PR #317, opened 2020-05-08
Preserve gsutil rsync and cp with file permissions.

### LINKED ISSUE #316: Preserve permissions of files when starting an experiment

**What is expected:** Each line of the listing is to be repeated exactly.

**Expected answer:**
PR #317, opened 2020-05-08
Preserve gsutil rsync and cp with file permissions.

### LINKED ISSUE #316: Preserve permissions of files when starting an experiment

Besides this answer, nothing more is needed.